La tomate, c’est comme tout ! Pour mieux l’aimer, il faut la respecter, la découvrir, la comprendre. Alors nous avons réalisé cette “compilation” d’informations et d’anecdotes utiles et parfois futiles… pour vous pousser à en savoir plus sur ce fruit fantastique, finalement nouveau car on ne le consomme en France que depuis la révolution française (il y a un peu plus de 200 ans), tropical (chaleur et humidité attendues), goûteux (avec une palette aromatique très large compte tenu du nombre de variétés) et précieux (pour la forme, la santé et son registre culinaire si accompli).

Le froid casse le goût

Conserver les tomates à une température proche de 12-14 °C, mais surtout ne pas les stocker au réfrigérateur… le froid casse définitivement leur goût.

La pôvre

La tomate est pauvre en calories (15 kcal pour 100 g, soit 63 kJoules).

Désirée

En France, 95% des foyers achètent des tomates, et en consomment en moyenne 15,3 kg annuellement (chiffres 2015).
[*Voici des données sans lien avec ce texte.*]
PR #2720, opened 2024-03-18
fix: GroupLayout only adheres to componentProps outside the controls …

thdlam:
…schema

### DIFF
--- a/libs/jsonforms-components/src/lib/layouts/GroupControl.spec.ts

Au 2e rang des fruits et légumes après la pomme de terre.

Légume ou fruit ?

Bien que considérée comme légume quant à sa place ou son rôle dans les repas, les botanistes qualifient bien la tomate de fruit, dans la mesure où elle présente "une enveloppe charnue servant à contenir les graines".

Les origines de la tomate

La tomate est originaire des plaines andines du Pérou. Plusieurs espèces existent alors en ces contrées, parmi lesquelles la Lypersicum Cesariforme, qui serait l’ancêtre de nos variétés actuelles. Environ 1500 ans avant notre ère, l'agriculture naît chez les peuples désormais sédentaires d'Amérique du Sud et Centrale. Ils pratiquent la culture d'une petite baie rouge qui, prenant du volume et de la saveur, devient indispensable à leur existence. Ce sont les Aztèques qui en développent la culture et la sélection dans la région de Veracruz, au Mexique, lui donnant le nom de tomatl, en langage nahualt.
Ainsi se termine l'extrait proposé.